Blood and feathers were sloughing off of me in clotted chunks. A couple wads of rat-and-bird paste had already splattered on the floor by the time Walton spoke. I knew a lost cause when I heard one. "Sir, I will do my best. May I appraise you of the Abigail Swanson situation?"
"No." Walton's voice glided in between my words, cool and smooth as a razor. "I've asked Mr. Gable to take your statement on the way out."
"Oh," I hesitated, glancing at Mallory for inspiration. She just shrugged back, keeping the movements as minimalist as possible in the hopes that Walton might not notice. "Why did you have me brought here, then?"
"We have something important to discuss. How long have you been serving with us, Jason?"
I tried to remember. "A while."
"And how long has Mallory been with you?"
"Practically since I started." I could remember our first assignment clearly. We had been cleaning a Rahab out of a sewer pump.
"And you are aware that we sometimes employ and retain unusual agents, correct?"
Where was this going? "Yes, of course. Provided their flaws do not outweigh their capacity for professionalism, sir."
"You are crossing that line right now, Jason. Dancing to Analysis' tune is not how we do things here. The situation was well in hand before you decided to try and play action hero."
"Sir, Mallory and I averted a considerable—"
"Your partner is dead, Jason." He dropped his volume down low enough that the words had resonance. "Normally, I do not mind. But if your hallucination is going to assist you in breaking protocol and meddling in matters that you do not fully comprehend, then I have no compunctions about pointing the fact out to you, regardless of whether or not your personnel file explicitly forbids it."
I froze. "Mallory?"
"This bullshit again? I'm right here, Jason."

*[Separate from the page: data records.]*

Issue #36, opened 2020-10-22
Provide sample values.yaml files that are env specific


grighetto:
Some settings change depending on the environment (for example, the default storageClass for k3d is `local-path` whereas for GKE it is `standard`).
We can provide some sample config files that are tuned for the environment the user is targeting (local or cloud).

┆Issue is synchronized with this [Jira Task](https://datastax-oss.atlassian.net/browse/AD-87) by [Unito](https://www.unito.io)
┆Issue Number: AD-87

PR #56, opened 2020-11-24
#32 Build and publish Docker images for dependencies

grighetto:


Docker/build-images.sh
```diff
@@ -0,0 +1,19 @@
...
+}
+
+# try to find Spark's Dockerfile, if it doesn't exist, download the Spark tarball
+if [ ! -f "$SPARK_DOCKERFILE" ]; then
+	download_spark
+fi
+
+docker build --tag spark:3.0.0 -f $SPARK_DOCKERFILE spark
+docker build --tag cassandra-diff:4c9bc4 cassandra-diff
+docker build --tag gemini:1.7.3 gemini
```
grighetto, line 19: Bash script to build the images from the newly added Dockerfiles.
Spark comes with a Dockerfile, so we don't have to build a custom one.

The cassandra-diff pulls from the Spark image and that's what we publish to Dockerhub. There's no need to publish Spark by itself.

Docker/push-images.sh
```diff
@@ -0,0 +1,12 @@
+#!/bin/bash
+
+# Dockerhub org
+REPO="adelphidev"
```
grighetto, line 4: We have to replace this by the final dockerhub account name we'll use (when we know what that is).

helm/adelphi/templates/gemini-job.yaml
```diff
@@ -42,12 +42,14 @@ spec:
...
-      workingDir: /workspace
+      # remove this container when Adelphi is available in PyPI
+    - name: clone-adelphi-cli
+      image: alpine/git
+      command:
+        - sh
+        - -c
       args:
-        - wget -O - {{ .Values.gemini_download_url }} | tar -zxvf -
+        - git clone https://github.com/datastax/adelphi.git /workspace/adelphi
```
grighetto, line 52: temporary solution while Adelphi is not in PyPI

helm/adelphi/values.yaml
```diff
@@ -15,10 +15,6 @@ target:
   version: "4.0.0"
   commit_hash:
 
-cassandra_diff_download_url: https://repository.apache.org/service/local/repositories/snapshots/content/org/apache/cassandra/diff/spark-uberjar/0.2-SNAPSHOT/spark-uberjar-0.2-20200325.160556-1.jar
-spark_download_url: https://archive.apache.org/dist/spark/spark-3.0.0/spark-3.0.0-bin-hadoop3.2.tgz
-gemini_download_url: https://github.com/scylladb/gemini/releases/download/v1.7.3/gemini_1.7.3_Linux_x86_64.tar.gz
```
grighetto, line 20: not needed anymore, we'll simply use the images

helm/adelphi/values.yaml
```diff
@@ -1,8 +1,8 @@
 namespace: cass-operator
-clusterSize: 3 # number of nodes per cluster
+clusterSize: 1 # number of nodes per cluster
 allowMultipleNodesPerWorker: false
 
-storageClassName: standard
+storageClassName: local-path
```
grighetto, line 5: back to k3d by the default

grighetto:
@absurdfarce I removed the NFS server because it really doesn't play well with kubelet's internal DNS and the only workaround would be replacing the NFS service name by a static IP, which is not good. The NFS service worked on GKE because it relied on the cloud DNS instead.

We'll have to come up with a proper storage option for the results data, I'm thinking we'll have to make it configurable in the Helm chart and we can propose some sane defaults through #36.

helm/adelphi/templates/gemini-job.yaml
```diff
@@ -57,8 +59,9 @@ spec:
       args:
         - echo "Extract Gemini schema using anonymizer script";
           pip install cassandra-driver;
-          wget -q https://raw.githubusercontent.com/datastax/adelphi/master/schema-anonymizer/anonymizer.py;
-          python anonymizer.py --hosts="{{ .Values.source.clusterName }}-{{ .Values.source.dc }}-service" --username="{{ .Values.source.clusterName }}-superuser" --password="`cat /source-secret/password`" --keyspaces="{{ .Values.gemini_schema_keyspace }}" --format=gemini --no-anonymize > /workspace/gemini_schema.json;
+          cd /workspace/adelphi/python/adelphi;
+          python3 setup.py install;
```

"We have been playing along with your delusion because you are an extremely effective field agent, Mr. Carol. As best as anyone in Medical can tell, you revise your memories as soon as you've made them, dubbing your dead partner into the action." Jamal wouldn't meet my eyes when I tried to look at him, instead directing his attention towards Walton who continued speaking. "It must have been traumatic, losing her. We thought we were going to lose you too when you volunteered for that second Cleanse. Instead, you came back more efficient than ever...with your own little quirk, of course."
"Why are you saying this?"
"Because your mind is already fractured, and you need to know that before you consider undertaking another Cleanse. I have the clearance to tell you things that your folder recommends I do not. Mrs. Reading doesn't have that clearance, and what you don't know could very well kill you. I think you should consider retirement from the force, Mr. Carol."
"Stop ignoring me." Mallory got to her feet, overturning her chair in the process. "Don't talk at him like I'm not here."
"Jason, I know this is hard, but this is no place for hysterics." Jamal was trying to keep his voice calm, but it wavered at the edges.
I looked over at Mallory's chair, saw that my hand was already resting on it, and froze. "If what you're saying is true, when did it happen? How did she die?"
"Routine assignment. You were infected. You brought her down."
I clenched my teeth. "And why isn't she screaming in your face for telling her that she's a lie?"
"You see her less when you're being stabilized, or when you're under considerable stress. Both are true at the moment. Take a good look at her. Is she still there?"
For a moment, there were only three of us in the room. And then there were four. And then three again. "I need to get out of here. I need to go home."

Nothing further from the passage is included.